== WORK TO BE COMPLETED ==
Please print each record that follows precisely as it appears.

[Entries taken from a collection]
PR #220, opened 2015-03-26
Cleanup

tuexss:
I tried to add a bit of consistency and remove unused or unnecessary lines of code. I hope this helps a bit.

### DIFF
--- a/lib/github_changelog_generator.rb
+++ b/lib/github_changelog_generator.rb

== ANSWER ==
PR #220, opened 2015-03-26
Cleanup

tuexss:
I tried to add a bit of consistency and remove unused or unnecessary lines of code. I hope this helps a bit.

### DIFF
--- a/lib/github_changelog_generator.rb
+++ b/lib/github_changelog_generator.rb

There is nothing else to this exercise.